Kelly Reichardt’s “The Mastermind” Reinvents the Heist Movie

One of the joys of film reviewing is witnessing a longtime director's creative breakthrough, as Kelly Reichardt did. A serious director with a principled outlook, she used to eschew style and flair as if they were a sin, narrowing her aesthetic to the points of view she expressed in each film. Nose “Appearance“, starting in 2022, she has for the first time demonstrated unbridled cinematic pleasure, an unabashed delight in inventive observation and gratuitous beauty. This may not be a coincidence, given that the film is about two artists – one working small and refined, the other working big and colorful – and it pays tribute to both. Now with the new film Mastermind, Reichardt is coming radically further in many dimensions – dramatic, aesthetic, geographical, historical, ethical. This is one of the freest reinterpretations of the genre, and even one of the most distinctive distortions of cinematic storytelling, that I have ever seen. Moreover, its subject is gratuitous.

“Mastermind” is another story from the world of art. The story takes place in 1970, mostly in Framingham, Massachusetts, where James Blaine Mooney (Josh O'Connor), nicknamed JB, is a cabinetmaker who is out of work and whose high sense of his own craft may be the reason for this. He lives with his wife Terry (Alana Haim), the family breadwinner, who works at a typewriter in the office, and their two peculiar sons, who appear to be ten years old, Tommy (Jasper Thompson) and Carl (Sterling Thompson). One day, when the family visits the (fictional) Framingham Art Museum, JB finds work for his idle hands. Finding the guard sleeping, he opens the display case and steals the figurine, removing it into a glasses case and placing it in Terry's purse.

Then, with time to kill and energy to burn, JB recruits several friends—the disheveled and laid-back Guy (Eli Gelb), the tense and abrasive Larry (Cole Doman) and the impulsive Ronnie (Javion Allen)—to steal paintings from the museum. Before the thieves even set foot in the building, “Mastermind” becomes an instant heist classic. Reichardt's detailed look at a plot clearly destined for disaster is both terribly sad and absurdly funny. Terry sews large fabric bags to fit the paintings, and JB shows off his woodworking skills by creating a partitioned box to store the loot. Larry steals a car to get away; Guy parks another one to elude his pursuers; JB peers behind a painting to see how it hangs and, to instruct his team on which paintings to rip out, draws pictures of them that betray a skill that is unfortunately overused. Reichardt's fanatical attention to detail in the art theft conveys genuine admiration, tinged with a sense of foreboding hidden in JB's attempts to anticipate what could go wrong.

Good luck with that. Reichardt also enjoys antics when things go awry: a locked car door can't be opened; a beret-wearing schoolgirl (Margot Anderson-Song) shows up at a museum during a robbery and recites a classic play in French; parking becomes a banal nightmare of obstacles and surveillance; Eventually the thieves even face a threat from a so-called rival faction. As the careful preparation of the heist gives way to chaotic improvisation, Reichardt's awareness of the radical contingency of concerted action (an idea that is inherently political at its core) far exceeds Paul Thomas Anderson's attention to the plans and risks of a revolutionary cell in One Battle After Another.

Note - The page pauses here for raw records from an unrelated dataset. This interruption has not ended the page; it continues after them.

PR #385, opened 2026-08-03
WB-191: Port SampleTray onto the MVVM presentation DSL

TheCodeSharman:
## Summary
- **Supersedes #378.** #378 carried only the earlier VM spike, built before the presentation-DSL architecture (injected `bindView`, the `collection()` binding, the registry, the source-in-services-bag) landed on `main` via #382/#383. This ports the whole screen onto that architecture instead.
- **Ti-free `lib/mvvm/controllers/SampleTray`** declares the tray as two convention collections on `$.tray` — the fixed endcap and the windowed interior tiles — plus the tray width. Mirrors `SampleHistory`.
- **No escape hatch.** The scroll listener is Titanium and stays in the shell: it feeds `vm.setScrollOffset(dip)` (the offset read + DIP conversion stay Ti-side), which notifies so the binder's keyed diff reconciles the visible window. The explicit-adapter `scrollEvent`/`onScroll` form is now unused across the whole app (removable in a follow-up tidy).
- **All geometry, windowing and hole-kind logic lives in the Node-tested `SampleTrayViewModel`** (a two-level `ChangeNotifier` tree: tray → tile/endcap → icon VMs). `SampleTraySource` holds the model reads behind the source seam.
- **`SampleTrayTile` / `SampleTrayEndcap`** are first-class components (mvvm binds geometry; the Alloy controller renders holes via `TrayHoleRenderer`). **`SampleTaxaIcon`** becomes `exports.bind(vm)` and owns its own edit tap.
- **The Alloy `SampleTray` shell drops to residual Titanium** — viewport measurement, scroll offsets, `scrollToRightEdge`, the `EditTaxon` overlay.

Refactor-only, **zero behaviour change** — the first slice ("PR 1") of [Trello WB-191](https://trello.com/c/4HoxjrCl/191-add-the-feedback-screen). The `SampleTaxaIcon` tick/cross overlay (PR 2, commits the staged icon assets) and the training-mode + Assess feature (PR 3) land in later stacked PRs; the `icons.svg` + tick/cross PNGs are intentionally left uncommitted here.

The on-device spec now opens through the View seam (like `SampleHistory`) so the mvvm controller wires the bindings; the test bodies are otherwise unchanged, and the two `getTileIndex()` reach-ins fire on the rendered cells the spec already navigates (the internal tile-index datastructure is gone with the port).

## Test plan
- [x] `npx grunt unit-test-node` — passes (SampleTrayViewModel geometry/windowing/holes/notification; 498 total)
- [x] On-device `SampleTray` spec on **iOS — 29/29**
- [x] On-device `SampleTray` spec on **Android — 29/29** (plus-cell tap moved onto the button — a synthetic `fireEvent` doesn't bubble to a container handler on Android)
- [x] `SampleTray` visual-regression baseline **0px on Android** (both CI renderers); iOS advisory pending in CI
- [x] iOS acceptance — `Creature photos remain visible after sync` passes locally after the tap fix (see below)
- [x] Scroll fluidity fling on a real device vs the current build — windowing math unchanged from the spike (already flung fluid on real iPhone + Android); worth a final human confirmation

**Note:** the initial CI run surfaced a real iOS-only regression — a tap whose hit-test target is a Ti view with no click listener raises no bubbling click, so tapping a creature didn't open EditTaxon. Fixed by having `SampleTaxaIcon` own its tap on the silhouette ImageView + the cell root. The device unit spec missed it (synthetic `fireEvent`); acceptance caught it.

### DIFF
--- a/walta-app/app/spec/SampleTray_spec.js
+++ b/walta-app/app/spec/SampleTray_spec.js
@@ -133,6 +133,15 @@ describe( 'SampleTray controller', function() {
     return sorted[i];
   }
 
+  // Poll the rendered tray until the content assertions hold. Settling the scroll
+  // only guarantees the offset; under load the windowed tile a scroll reveals is
+  // created — and its slot images bound — a beat later, so a one-shot assertion
+  // races the render. waitFor swallows the assertion throw and retries to the
+  // deadline, so a genuine mismatch still fails (as a timeout).
+  function assertEventually( assertFn ) {
+    return waitFor( function() { assertFn(); return true; } );
+  }
+
   // A cell is one of two polymorphic slot components: a SampleTaxaIcon (taxon/blank,
   // children = [ padIcon, tapSurface ]; padIcon holds [ icon, abundance ]) or a
   // SampleTrayPlus (add, children = [ plus, tapSurface ]). In both, the tap surface
@@ -433,14 +442,14 @@ describe( 'SampleTray controller', function() {
           .then( scrollSampleTray(0) )           // scroll back to left
           .then( () => trayVm().trayWidth - trayVm().viewWidth )
           .then( (width) => scrollSampleTray(width)() )
-          .then( function() {
+          .then( () => assertEventually( function() {
             var tiles = SampleTray.tray.children;
             var tile = findRightMost( tiles );
             assertTaxaBackground( tile, "images/tiling_interior_320.png" );
             var sampleTaxa = getTaxaIcons( tile );
             expect( sampleTaxa ).to.have.lengthOf(4);
             assertPlus( sampleTaxa[0] );
-          });
+          }));
 
     });
 
@@ -450,36 +459,36 @@ describe( 'SampleTray controller', function() {
           .then( () => trayVm().trayWidth - trayVm().viewWidth )
           .then( (maxX) => scrollSampleTray(maxX)() )
           .then( scrollSampleTray(0) )
-          .then( function() {
+          .then( () => assertEventually( function() {
             var tiles = SampleTray.tray.children;
             expect( tiles.length ).to.be.at.least(4);
 
             tiles.shift(); // discard end cap since that is always static
-          
+
             // assert left most tile
             var tile = findLeftMost( tiles  );
             assertTaxaBackground( tile, "images/tiling_interior_320.png" );
-            
+
             var sampleTaxa = getTaxaIcons( tile );
             expect( sampleTaxa ).to.have.lengthOf(4);
             assertSample( sampleTaxa[0], "/anisops_b.png", "3-5" );
             assertSample( sampleTaxa[1], "/atalophlebia_b.png", "1-2" );
             assertSample( sampleTaxa[2], "/anostraca_b.png", "1-2" );
             assertSample( sampleTaxa[3], "/aeshnidae_telephleb_b.png", "6-10" );
-          });
+          }));
     });
 
     it('should scroll to the far right upon opening', function() {
       return Promise.resolve()
           .then( openSampleTray )
-          .then( () => {
+          .then( () => assertEventually( () => {
             var tiles = SampleTray.tray.children;
             tiles.shift();
             var tile = findRightMost( tiles );
             var sampleTaxa = getTaxaIcons( tile );
             expect( sampleTaxa ).to.have.lengthOf(4);
             assertPlus( sampleTaxa[0] );
-          })
+          }))
     });
 
    
@@ -533,7 +542,7 @@ describe( 'SampleTray controller', function() {
             Alloy.Collections["taxa"].add( Alloy.createModel( "taxa", { taxonId: "1", abundance: "3-5" } ) );
             return scrollDone;
            })
-          .then( () => {
+          .then( () => assertEventually( () => {
             var tiles = SampleTray.tray.children;
             tiles.shift();
             var tile = findRightMost( tiles );
@@ -541,7 +550,7 @@ describe( 'SampleTray controller', function() {
             expect( sampleTaxa ).to.have.lengthOf(4);
             assertPlus( sampleTaxa[0] );
             expect( SampleTray.tray.size.width ).to.be.above( SampleTray.content.size.width );
-          });
+          }));
     });
 
     it('should scroll to the far right after adding 27th taxon', function() {
@@ -590,7 +599,7 @@ describe( 'SampleTray controller', function() {
             Alloy.Collections["taxa"].add( Alloy.createModel( "taxa", { taxonId: "1", abundance: "3-5" } ) );
             return scrollDone;
            })
-          .then( () => {
+          .then( () => assertEventually( () => {
             var tiles = SampleTray.tray.children;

The action scenes of the film are built on a unique and original social foundation. As the son of a prominent local family, JB disappoints his father Bill (Bill Camp) and bewilders (though adores) his mother Sarah (Hope Davis). Their status gives him significant advantages, which play a surprisingly large role in this story. And here Reichardt carefully weaves a web of connections and causation that produces a range of results—some well-planned, others wickedly ironic—that I would not dare reveal.

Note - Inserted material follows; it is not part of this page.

PR #383, opened 2026-07-31
WB-216: Full SampleHistory port — collection binding + first-class row

TheCodeSharman:
## Summary

The full SampleHistory port onto the View seam — and, through review, the pattern the rest of the app follows: a **framework-agnostic presentation DSL** where a screen controller declares bindings and never touches Titanium, plus the SampleHistory Alloy shell reduced to the `TopLevelWindow` floor.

Mastermind has so many plot surprises that I'm unusually wary of spoilers when discussing it. He delights in being caught off guard by both big twists and small details whose startling originality deserves discussion, but which viewers should be allowed to discover unprepared. The heist unfolds in three acts—planning, execution, and evasion—and in Mastermind, each of the three is strikingly unique in mood and manner, and the results are surprising in both practical and emotional terms. The most responsible way to convey joy is to share some details, but skip over their place in the plot and go straight to the powerful conceit that connects them. One of Reichardt's greatest sources of inspiration is to frame the political conflict surrounding the Vietnam War and its manifestations in American society—news reports, marches and protests, voices of reaction, police repression—and integrate them into history as inevitable elements of everyday life.